*** DATA IN THIS EXERCISE Section Begins ***

PR #4799, opened 2025-12-23
Fix macOS C++ build failures

pepone:
This PR fixes C++ macOS build failures on 3.7 branch

### DIFF
--- a/cpp/include/Ice/Proxy.h
+++ b/cpp/include/Ice/Proxy.h
@@ -1472,12 +1472,16 @@ ICE_API bool proxyIdentityAndFacetLess(const ::std::shared_ptr<ObjectPrx>& lhs,
 ICE_API bool proxyIdentityAndFacetEqual(const ::std::shared_ptr<ObjectPrx>& lhs,
                                         const ::std::shared_ptr<ObjectPrx>& rhs);
 
+#ifdef __clang__
+#   pragma clang diagnostic push
+#   pragma clang diagnostic ignored "-Wdeprecated-declarations" // for std::binary_function below
+#endif
+
 /**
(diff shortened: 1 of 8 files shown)


cpp/include/Ice/Proxy.h
```diff
@@ -1479,7 +1479,7 @@ ICE_API bool proxyIdentityAndFacetEqual(const ::std::shared_ptr<ObjectPrx>& lhs,
  */
 
 struct ProxyIdentityLess
-#if (ICE_CPLUSPLUS < 201703L)
+#if (ICE_CPLUSPLUS < 201103L)
```
bernardnormier: I think it would be cleaner from an source compatibility point of view to suppress the warning, instead of changing the API. See #4800.

cpp/src/IceDB/IceDB.cpp
```diff
@@ -322,10 +322,6 @@ DbiBase::DbiBase() :
 {
 }
 
-DbiBase::~DbiBase()
```
bernardnormier, line 325: That's fine because it's all internal, even though IceDB APIs are "exported" to other services.

cpp/src/IceGrid/DescriptorHelper.h
```diff
@@ -144,6 +143,7 @@ class ServerHelper : public CommunicatorHelper, public IceUtil::SimpleShared
 
     ServerHelper(const ServerDescriptorPtr&, bool = false);
     ServerHelper() { }
+    virtual ~ServerHelper() { }
```
bernardnormier: Same here, that's fine because it's all internal.

cpp/include/Ice/Proxy.h
pepone: I will rebase after you merge #4800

*** DATA IN THIS EXERCISE Section Ends ***

[ASSIGNMENT] The lines to return are those in the entries above that hold "because".

[TASK SOLUTION]
bernardnormier, line 325: That's fine because it's all internal, even though IceDB APIs are "exported" to other services.
bernardnormier: Same here, that's fine because it's all internal.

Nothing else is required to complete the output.